The purpose of this tutorial is to walk the new user through Generalized Linear Analysis (GLM) using H2O. Users who have never used H2O before should see Getting Started From a Downloaded Zip File for additional instructions on how to run H2O.
When to Use GLM¶
The variable of interest relates to predictions or inferences about a rate, an event, or a continuous measurement. Questions are about how a set of environmental conditions influence the dependent variable.
Here are some examples:
“What attributes determine which customers will purchase, and which will not?”
“Given a set of specific manufacturing conditions, how many units produced will fail?”
“How many customers will contact help support in a given time frame?”
This tutorial uses a publicly available data set that can be found at:
UCI Machine Learning Repository: http://archive.ics.uci.edu/ml/machine-learning-databases/abalone/
The original data are the Abalone data, available from UCI Machine Learning Repository. They are composed of 4177 observations on 9 attributes. All attributes are real valued, and continuous, except for Sex and Rings, found in columns 0 and 8 respectively. Sex is categorical with 3 levels (male, female, and infant), and Rings is an integer valued count.
Before modeling, parse data into H2O:
- Under the drop down menu Data select Upload, and use the helper to upload data.
- User will be redirected to a page with the header “Request Parse”. Select whether the first row of the data set is a header. All other settings can be left in default. Press Submit.
- Parsing data into H2O generates a .hex key of the form “data name.hex”
Building a Model¶
- Once data are parsed, go to the drop down menu Model and select GLM.
- In the Source field enter the .hex key for the data set.
- In the Response field select the column associated with the Whole Weight variable (column 5).
- In the Ignored Columns field select the columns associated with (all other columns).
- Leave Classification and Max Iter in default. Classification is used when the dependent variable is a binomial classifier. Max iter is used to define the maximum number of iterations to be carried out by the algorithm in the event that it fails to converge.
- Leave the Standardize option unchecked (off).
- Set Nfolds equal to 0. When Nfolds is specified to be greater than 0, the GLM model will return N number of cross validation models.
- Specify Family to be Gaussian.
- Leave Tweedie Variance Power at zero; this option is only used for the Tweedie family of GLM models (like zero-inflated Poisson).

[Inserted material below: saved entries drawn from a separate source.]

PR #1459, opened 2020-12-29
fix type annotation

asdkant-ey:
Fixes #
#1458

## Description
VSCode's pylance complained about this, the message was:
```
List expression not allowed in type annotation
  Use List[T] instead
```
It'd be a good idea to scan all the code for other occurrences of the issue.

## Specific Changes
- Changed `[str]` to `List[str]` in the type annotation of `get_suggestions_card()`

### DIFF
--- a/libraries/botbuilder-ai/botbuilder/ai/qna/utils/qna_card_builder.py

- Set Alpha equal to .3. The alpha parameter is the mixing parameter for L1 and L2 penalty.
- Set Lambda equal to .002
- Leave all other options in default, and press the Submit button.
GLM output includes coefficients (as well as normalized coefficients when standardization is requested). Also reported are AIC and error rate. An equation of the specified model is printed across the top of the GLM results page in red.
Validating on Testing Set¶
- Models can be applied to holdout testing sets or prediction data, provided that the data are in the same format as the data originally used to generate the GLM model.
- At the top of the GLM results page is a horizontal menu titled Actions. Select Validate On Another Dataset. This same action can be completed by going to the Score drop down menu and selecting GLM.
- In model key enter the .hex key found in the center of the GLM results page under the header Validations (this can also be found under the Admin drop down menu by selecting Jobs).
- In the Key field enter the .hex key associated with the testing data set. Press submit.
Validation results report the same model statistics as were generated when the model was originally specified.